Activity: Copy out each line containing "which" from the entries below.

[Collected data entries]
PR #229, opened 2016-01-08
Introduce Heapster to local Kubernetes cluster

zreigz:
This commit introduces Heapster to local Kubernetes cluster. Heapster listens on port 8082:
http://localhost:8082/api/v1/model/

To check if it is up and running:
http://localhost:8082/api/v1/model/stats
```
{
  "uptime": 99,
  "stats": {
   "cpu-limit": {
    "minute": {
     "average": 8000,
     "percentile": 8000,
     "max": 8000
    },
    "hour": {
   ...........


}
```

### DIFF
--- a/build/cluster.js
+++ b/build/cluster.js
@@ -27,6 +27,11 @@ import conf from './conf';
 const clusterHealthzUrl = `http://${conf.backend.apiServerHost}/healthz`;
 
 /**
+ * The validate URL of the heapster to check that it is running.
+ */
+const heapsterValidateUrl = `http://${conf.backend.heapsterServerHost}/validate`;
+
+/**
  * A Number, representing the ID value of the timer that is set for function which periodically
  * checks if cluster is running. The null means that no timer is running.
  *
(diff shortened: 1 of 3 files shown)


zreigz:
@cheld @bryk PTAL

cheld:
Nice, but I am not sure if wait-for-cluster is still valid. Is it required to wait for heapster to come up as well?

bryk:
I guess wait-for-cluster should also wait for heapster to go online.

build/hyperkube.sh
```diff
@@ -43,3 +43,7 @@ docker run \
 
 docker run -d --net=host --privileged gcr.io/google_containers/hyperkube:v${K8S_VERSION} \
     /hyperkube proxy --master=http://127.0.0.1:${PORT} --v=2
+
+# Runs Heapster in standalone mode which listen on port 8082
+docker run --net=host -d kubernetes/heapster \
```
bryk: Btw, can you specify the port here manually? This is not to rely on default port which may change

zreigz: Done

zreigz:
PTAL

build/cluster.js
```diff
@@ -76,9 +103,38 @@ gulp.task('spawn-cluster', function(doneFn) {
...
+      }
+    });
+  }
+});
+
+/**
  * Checks periodically if cluster is up and running.
  */
-gulp.task('wait-for-cluster', function(doneFn) {
+gulp.task('wait-for-cluster', ['wait-for-heapster'], function(doneFn) {
```
bryk: Should wait-for-cluster only start after wait-for-heapster is done? I dont think so. The tasks look like independent ones and can be separated. 

If you need one task, then you can create a task wait-for-FOO which depends on these two.

bryk:
Last comment. Sorry for lag in the review - the notification got buried somewhere.

bryk:
PTAL

build/cluster.js
zreigz: I will add wait-for-heapster to local-up-cluster to run those two tasks independently 
```gulp.task('local-up-cluster', ['spawn-cluster', 'wait-for-cluster', 'wait-for-heapster']);```
Is is OK ?

bryk: Looks good.

zreigz:
PTAL

bryk:
LGTM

Task answer:
  * A Number, representing the ID value of the timer that is set for function which periodically
+# Runs Heapster in standalone mode which listen on port 8082
bryk: Btw, can you specify the port here manually? This is not to rely on default port which may change
If you need one task, then you can create a task wait-for-FOO which depends on these two.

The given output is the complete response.